Cognition & Emotion | 2008
Muriel A. Hagenaars; Agnes van Minnen; Emily A. Holmes; Chris R. Brewin; Kees Hoogduin
Peritraumatic dissociation is thought to effect trauma information encoding, leading to PTSD symptoms like intrusive memories. Most studies have focused on peritraumatic psychological dissociation. The present experiment studied the impact of hypnotically induced somatoform dissociation (dissociative non-movement) versus deliberate non-movement during an aversive film on intrusion development. Seventy-nine participants were randomised into three conditions: dissociative non-movement (catalepsy), deliberate non-movement, and non-restricted control. Participants recorded their intrusions of the film in a diary for one week.

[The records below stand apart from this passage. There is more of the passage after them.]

PR #4517, opened 2025-10-07
Support querying ad hoc data products

gs-gunjan:

- [ ] Test(s) added

### DIFF
--- a/packages/legend-application-data-cube/src/stores/model/LakehouseConsumerDataCubeSource.ts
+++ b/packages/legend-application-data-cube/src/stores/model/LakehouseConsumerDataCubeSource.ts
@@ -129,12 +129,10 @@ export class RawLakehouseConsumerDataCubeSource {
           beforeDeserialize: (callback, jsonValue, jsonParentValue) => {
             /** backward compatibility for dpCoordinates */
             if (!jsonValue && jsonParentValue.dpCoordinates) {
-              const dpCoordinates = deserialize(
-                VersionedProjectData.serialization.schema,
-                jsonParentValue.dpCoordinates,
-              );
-              const origin = new RawLakehouseSdlcOrigin();
-              origin.dpCoordinates = dpCoordinates;
+              const origin = {
+                _type: V1_DataProductOriginType.SDLC_DEPLOYMENT,
+                dpCoordinates: jsonParentValue.dpCoordinates,
+              } as PlainObject;
               callback(null, origin);
             } else {
               callback(null, jsonValue);


packages/legend-application-data-cube/src/stores/model/LakehouseConsumerDataCubeSource.ts
```diff
@@ -18,39 +18,41 @@ import { DataCubeSource } from '@finos/legend-data-cube';
...
   paths!: string[];
 }
 
 export class RawLakehouseConsumerDataCubeSource {
-  dpCoordinates!: VersionedProjectData;
+  dpCoordinates?: VersionedProjectData;
   warehouse!: string;
   environment!: string;
   paths!: string[];
+  origin?: string;
```
MauricioUyaguari: mhm im being a pain here but i'd rather model this properly. 


could we instead have origin by abstract and have `adhoc` and  `sdlc` as subtypes with sdlc having required coordinates. 

we would need custom deserialization for existing queries with this raw source but the `LakehouseConsumerDataCubeSource` shouldnt need that

packages/legend-application-data-cube/src/stores/builder/source/LakehouseConsumerDataCubeSourceLoaderState.ts
```diff
@@ -0,0 +1,155 @@
...
+  V1_EntitlementsLakehouseEnvironmentType,
+  type PersistentDataCube,
+} from '@finos/legend-graph';
+import type { LakehouseContractServerClient } from '@finos/legend-server-lakehouse';
+import { action, makeObservable, observable } from 'mobx';
+import { LegendDataCubeSourceBuilderType } from './LegendDataCubeSourceBuilderState.js';
+import { RawLakehouseConsumerDataCubeSource } from '../../model/LakehouseConsumerDataCubeSource.js';
+
+export class LakehouseConsumerDataCubeSourceLoaderState extends LegendDataCubeSourceLoaderState {
+  adhocDPDefinition: string | undefined;
```
MauricioUyaguari: `fullGraphGrammar`

packages/legend-application-data-cube/src/stores/builder/source/LakehouseConsumerDataCubeSourceLoaderState.ts
```diff
@@ -0,0 +1,155 @@
...
+    if (dataProducts.length > 0) {
+      const dataProduct =
+        dataProducts.length === 1
+          ? dataProducts.at(0)
+          : dataProducts
+              .filter(
+                (dp) =>
+                  Boolean(dp.lakehouseEnvironment) &&
+                  dp.lakehouseEnvironment?.type ===
+                    V1_EntitlementsLakehouseEnvironmentType.PRODUCTION,
```
MauricioUyaguari: why are we selecting production here ? should we make sure the right env makes pp or producation in this case ?

MauricioUyaguari (changes requested):

packages/legend-application-data-cube/src/stores/model/LakehouseConsumerDataCubeSource.ts
travisstebbins: We could probably reuse the same `V1_EntitlementsDataProductOrigin` object, which we already have custom logic to serialize/deserialize.

packages/legend-application-data-cube/src/stores/builder/source/LakehouseConsumerDataCubeSourceLoaderState.ts
gs-gunjan: so given we are not giving an options to select production or production parallel, we pick production if either of those 2 are present, if only one env is present we pick just that one

packages/legend-application-data-cube/src/stores/model/LakehouseConsumerDataCubeSource.ts
gs-gunjan: done

packages/legend-application-data-cube/src/components/builder/LegendDataCubeSourceViewer.tsx
```diff
@@ -469,17 +469,18 @@ const LakehouseConsumerSourceViewer = observer(
...
-          generateGAVCoordinates(
-            source.dpCoordinates.groupId,
-            source.dpCoordinates.artifactId,
-            source.dpCoordinates.versionId,
-          ),
-          dataSpacePath,
-        )
-      : undefined;
+    const link =
+      application.config.legendLakehouseUrl && source.dpCoordinates
```
MauricioUyaguari, line 474: if its adhoc, we should be able to use the `DID` and data product path to open marketplace. 
this could be in follow up PRs

packages/legend-application-data-cube/src/stores/model/LakehouseConsumerDataCubeSource.ts
```diff
@@ -15,42 +15,117 @@
...
+      _type: usingConstantValueSchema(V1_DataProductOriginType.SDLC_DEPLOYMENT),
+      dpCoordinates: usingModelSchema(
+        VersionedProjectData.serialization.schema,
+      ),
+    }),
+  );
+}
+
+export class RawLakehouseConsumerDataCubeSource {
+  dpCoordinates?: VersionedProjectData;
```
MauricioUyaguari: we shouldnt need `dpCoordinates` here on the model layer. 
we should handle it with Serialization. 
if that property is defined in the json we should create the origin of type `RawLakehouseSdlcOrigin`

packages/legend-application-data-cube/src/stores/builder/source/LakehouseConsumerDataCubeSourceLoaderState.ts
MauricioUyaguari: But shouldnt we choose the env based on what env the user has selected in the runtime. 
so if its a prod env we choose prod, if its a prod-parallel we chose prod-parallel.

packages/legend-application-data-cube/src/components/builder/LegendDataCubeSourceViewer.tsx
MauricioUyaguari: NOTE: we can leave this as a follow up. doesnt have to be addressed in this PR.

packages/legend-application-data-cube/src/stores/model/LakehouseConsumerDataCubeSource.ts
gs-gunjan: done

packages/legend-application-data-cube/src/components/builder/LegendDataCubeSourceViewer.tsx
gs-gunjan: done

packages/legend-application-data-cube/src/stores/builder/source/LakehouseConsumerDataCubeSourceLoaderState.ts
gs-gunjan: done

packages/legend-application-data-cube/src/components/builder/LegendDataCubeSourceViewer.tsx
MauricioUyaguari: lets support this for adhoc data products in follow up PR please

packages/legend-application-data-cube/src/stores/builder/source/LakehouseConsumerDataCubeSourceBuilderState.ts
```diff
@@ -41,19 +41,32 @@ import {
...
+  RawLakehouseConsumerDataCubeSource,
+  RawLakehouseSdlcOrigin,
+} from '../../model/LakehouseConsumerDataCubeSource.js';
 
 export class LakehouseConsumerDataCubeSourceBuilderState extends LegendDataCubeSourceBuilderState {
   warehouse: string | undefined;
   selectedDataProduct: string | undefined;
   selectedAccessPoint: string | undefined;
   paths: string[] = [];
+  allEnvironments: string[] = [];
```
MauricioUyaguari, line 60: lets keep just `environments` and do a computed attribute for `filteredEnvironments` to filter out things we don't show depending on whether the selected data product has certain attributes (we should only supported realms based on the data products). Additionally lets fetch the full environmentSummaries and not just the url. We should use the `environmentClassification` part of the env to do this filtering as we should try and avoid parsing the url as much as possible. 



its kinda of weird of circular filtering but the way i see it is:

1. environments fetched initially (done). lets change type to `IngestDeploymentServerConfig[]| undefined` undefined to track that we havent finished fetching it yet
2. users selected data product which populates `dataProductDetails`
  - should trigger `filteredEnvironments` computed function to filter out non supported realms
3. users selects env 
   - possibly add `filteredDataProductDetails` which ideally would filter out realms based on the selected env and leave you with one data product
4. acces point dropdown should be enabled when selectedEnv is defined and one data product detail is possible.

gs-gunjan: The logic does this with this change, just need to make it as a computed attribute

In the dissociative non-movement condition, catalepsy effectively provoked somatoform dissociation. Spontaneous somatoform dissociation across conditions was positively related to implicit bias to film-related words and negatively related to explicit recall, but was not related to intrusion frequency. Dissociative non-movement and deliberate non-movement conditions combined had more intrusions than controls. However, the dissociative non-movement group did not have more intrusions than deliberate non-movement and control groups combined. The implications of these findings are discussed.